Sensation won Grand Champion Junior Doe!!!! :stars: :leap: It was at the Final Fling show in NJ. So Me and Stacey got to show together.



















After we won:









Champion Challenge Class:


----------



## AlaskaBoers (May 7, 2008)

wow! congrats to you and sensation!


----------



## RunAround (Feb 17, 2008)

And all the pictures are thanks to Stacey.


----------



## HollowbeadRanch (Oct 5, 2007)

That is WONDERFUL!!!!! :leap:


----------



## ProctorHillFarm (May 15, 2008)

Congrats! :leap: 
What a special little girl!


----------



## liz (Oct 5, 2007)

Congratulations!!!!! What a pretty girl too! :stars:


----------



## KW Farms (Jun 21, 2008)

:leap: That's wonderful!! She looks beautiful! Congrats to the both of you! And great pics Stacey! :thumb:


----------



## toth boer goats (Jul 20, 2008)

A big congrats.......... :leap: :leap: :leap: :thumbup:


----------



## RowdyKidz (Apr 2, 2009)

Congrats!! That's wonderful!!!! :stars:


----------



## citylights (Jul 3, 2009)

Congrats; she's lovely!


----------



## RunAround (Feb 17, 2008)

Thank You everyone!!! :grouphug: 

I am just beaming with pride over this girl. She's the first goat in my herd name to get a leg. And she did it after winning 3 reserve grand champions in a row! I am so happy I can be done showing her for the year. I already promised her no more baths and no more shaving. :slapfloor:


----------



## jenfrank (Aug 24, 2009)

Congratulations!!! What a beautiful girl!!


----------



## FarmGirl18 (Oct 5, 2007)

Congratulations!! That is so exciting!!


----------



## sweetgoats (Oct 18, 2007)

WOW I can sure see why you are so proud.
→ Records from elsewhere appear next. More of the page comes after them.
PR #1013, opened 2023-08-29
feat: speaker management

szuperaz:
We should combine this with the dynascale PR to apply device id and volume settings ✅

### DIFF
--- a/packages/client/docusaurus/docs/javascript/02-guides/04-camera-and-microphone.mdx
+++ b/packages/client/docusaurus/docs/javascript/02-guides/04-camera-and-microphone.mdx
@@ -205,7 +205,10 @@ call.speaker.state.isDeviceSelectionSupported;
 // The error handler is called if the user denies permission to use audio
 call.speaker
   .listDevices()
-  .subscribe({ next: console.log, error: console.error });
+  .subscribe({ 
+    next: (devices) => console.log(devices), 
+    error: (err) => console.error(err),
+  });
 
 // Select device
 call.speaker.select('device Id');
--- a/packages/client/docusaurus/docs/javascript/02-guides/04-camera-and-microphone.mdx
+++ b/packages/client/docusaurus/docs/javascript/02-guides/04-camera-and-microphone.mdx
@@ -220,7 +220,10 @@ Here is how you can access the selected device:
 
 ```typescript
 call.speaker.state.selectedDevice; // currently selected audio output
-call.speaker.state.selectedDevice$.subscribe(console.log); // Reactive value for selected device, you can subscribe to changes
+// Reactive value for selected device, you can subscribe to changes
+call.speaker.state.selectedDevice$.subscribe((selectedDevice) => {
+  console.log(selectedDevice);
+});
 ```
 
 ### Set volume
--- a/packages/client/docusaurus/docs/javascript/02-guides/04-camera-and-microphone.mdx
+++ b/packages/client/docusaurus/docs/javascript/02-guides/04-camera-and-microphone.mdx
@@ -190,16 +190,49 @@ This is how you can show a visual representation about the sound level coming fr
 
 ## Speaker management
 
-### Browser support
-
-Selecting audio output device for the call [isn't supported by all browsers](https://developer.mozilla.org/en-US/docs/Web/API/HTMLMediaElement/sinkId), this is how you can check the availability:
-
-```typescript
-// This feature is coming soon 🏗️
-```
-
 ### List and select devices
 
+#### Browser support
+
+Selecting audio output device [isn't supported by all browsers](https://developer.mozilla.org/en-US/docs/Web/API/HTMLMediaElement/sinkId), this is how you can check the availability:
+
 ```typescript
-// This feature is coming soon 🏗️
+call.speaker.state.isDeviceSelectionSupported;
+```
+
+```typescript
+// List devices
+// The error handler is called if the user denies permission to use audio
+call.speaker
+  .listDevices()
+  .subscribe({ next: console.log, error: console.error });
+
+// Select device
+call.speaker.select('device Id');
+```
+
+Device id can also be `undefined`, that means to use the system's default audio output.
+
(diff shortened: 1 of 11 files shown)


szuperaz:
@khushal87, @vishalnarkhede or @santhoshvai please take a look if this makes sense for RN

packages/client/docusaurus/docs/javascript/02-guides/04-camera-and-microphone.mdx
```diff
@@ -203,16 +203,49 @@ This is how you can show a visual representation about the sound level coming fr
...
+call.speaker.state.isDeviceSelectionSupported;
 ```
 
-### List and select devices
+```typescript
+// List devices
+// The error handler is called if the user denies permission to use audio
+call.speaker
+  .listDevices()
+  .subscribe({ next: console.log, error: console.error });
```
oliverlaz, line 221:
```suggestion
  .subscribe({ 
    next: (devices) => console.log(devices), 
    error: (err) => console.error(err),
  });
```

I think it helps if we make the subscription more explicit.

packages/client/docusaurus/docs/javascript/02-guides/04-camera-and-microphone.mdx
```diff
@@ -203,16 +203,49 @@ This is how you can show a visual representation about the sound level coming fr
...
+```
+
+Device id can also be `undefined`, that means to use the system's default audio output.
+
+Here is how you can access the selected device:
 
 ```typescript
-// This feature is coming soon 🏗️
+call.speaker.state.selectedDevice; // currently selected audio output
+call.speaker.state.selectedDevice$.subscribe(console.log); // Reactive value for selected device, you can subscribe to changes
```
oliverlaz, line 233:
```suggestion
// Reactive value for selected device, you can subscribe to changes
call.speaker.state.selectedDevice$.subscribe((selectedDevice) => {
  console.log(selectedDevice);
});
```

oliverlaz (approved):

packages/client/src/devices/SpeakerManager.ts
```diff
@@ -0,0 +1,45 @@
...
+    }
+    this.state.setDevice(deviceId);
+  }
+
+  /**
+   * Set the volume of the audio elements
+   * @param volume a number between 0 and 1, `undefined` means to use the default volume level
+   */
+  setVolume(volume: number | undefined) {
+    if (volume && (volume < 0 || volume > 1)) {
```
khushal87, line 40: Can we add a check of React Native here too? Just for the safe side

packages/client/src/devices/SpeakerManager.ts
```diff
@@ -0,0 +1,45 @@
...
+      throw new Error('This feature is not supported in React Native');
+    }
+    this.state.setDevice(deviceId);
+  }
+
+  /**
+   * Set the volume of the audio elements
+   * @param volume a number between 0 and 1, `undefined` means to use the default volume level
+   */
+  setVolume(volume: number | undefined) {
```
khushal87, line 39: Can we add a check of React Native here too? Just for the safe side

packages/client/src/devices/__tests__/SpeakerManager.test.ts
```diff
@@ -0,0 +1,66 @@
+import { afterEach, beforeEach, describe, vi, it, expect } from 'vitest';
+import { mockAudioDevices } from './mocks';
+import { of } from 'rxjs';
+import { SpeakerManager } from '../SpeakerManager';
+import { checkIfAudioOutputChangeSupported } from '../devices';
+
+vi.mock('../devices.ts', () => {
+  console.log('MOCKING devices');
+  return {
+    getAudioOutputDevices: vi.fn(() => of(mockAudioDevices)),
```
khushal87, line 10: This could be a stupid doubt but, why are we using audio input devices for mocking the audio output devices? I see that the `mockAudioDevices` mostly contains the microphone or audio input devices.

packages/client/src/devices/SpeakerManager.ts
szuperaz: Added, thanks

packages/client/src/devices/__tests__/SpeakerManager.test.ts
szuperaz: This is because for testing purposes the actual data doesn't matter, only the shape of the data. Technically we could use the same test data for the camera and mic manager as well.

packages/client/src/devices/__tests__/SpeakerManager.test.ts
```diff
@@ -0,0 +1,66 @@
...
+    checkIfAudioOutputChangeSupported: vi.fn(() => true),
+  };
+});
+
+describe('SpeakerManager.test', () => {
+  let manager: SpeakerManager;
+
+  beforeEach(() => {
+    manager = new SpeakerManager();
+  });
```
arnautov-anton, line 20: This is a nitpick: we should probably start switching to test fixtures to allow for tests to run concurrently which in turn should make them run slightly faster and it looks slightly more nicer. :)

arnautov-anton (approved):

khushal87 (approved):

packages/client/src/devices/__tests__/SpeakerManager.test.ts
szuperaz: I don't know what those are, but sounds good 😄 if you have an example code, I'm happy to start using them

arnautov-anton: https://github.com/GetStream/stream-video-js/blob/96dfb0d5194ddc2efdff8e2ea495cb030775a687/sample-apps/react/egress-composite/tests/layouts.spec.ts#L1-L32

It's these - this is Playwright but I believe Vitest has similar looking API. It runs code within your "extend" definition and provides the data for each test instance defined later. :)

PR #1018, opened 2023-08-29
fix: fit the video in renderer

vishalnarkhede:


packages/react-native-sdk/src/components/Participant/ParticipantView/VideoRenderer.tsx
khushal87, line 1: Hey, with this change, this is what happens to the video stream. Do we really want it?

Screenshot_1693371398

khushal87 (commented):
Hey, with this change, this is what happens to the video stream. Do we really want it?

Screenshot_1693371398

vishalnarkhede:
Lets hold this for later ... we will need to check with other SDKs as well.

PR #1019, opened 2023-08-30
fix: bring back reanimated and gesture handler

santhoshvai:


packages/react-native-sdk/package.json
```diff
@@ -19,14 +19,25 @@
...
+    "!ios/build",
+    "!android/build",
+    "!android/gradle",
+    "!android/gradlew",
+    "!android/gradlew.bat",
+    "!android/local.properties",
+    "!**/__tests__",
+    "!**/__fixtures__",
+    "!**/__mocks__",
+    "!**/.*"
```
santhoshvai, line 40: I aligned this part with create react native library output 

After I did yarn pack and saw the changes and tested it to be working.. we were unnecessarily packing gradlew for example

packages/react-native-sdk/tsconfig.json
santhoshvai, line 1: the changes in this file took the most time to find out foe me. 

when it is "module": "commonjs",  whenever we mix import and require TS behaves weirdly. 

I noticed that module is actually kept to esnext in the create react native library output. Upon that change I saw it to be working.

We should have basically aligned this file with create react native library output from the beginning.

vishalnarkhede (approved):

Congratulations.


----------



## greatcashmeres (Jul 13, 2008)

Congrats to you both! :clap: :stars: Just can't say enough about show pics, gives the rest of us a front row seat! :shades:


----------



## Rainbow Meadows Farm (May 26, 2009)

Congrats. She is a lovely girl. You should be proud. :clap:


----------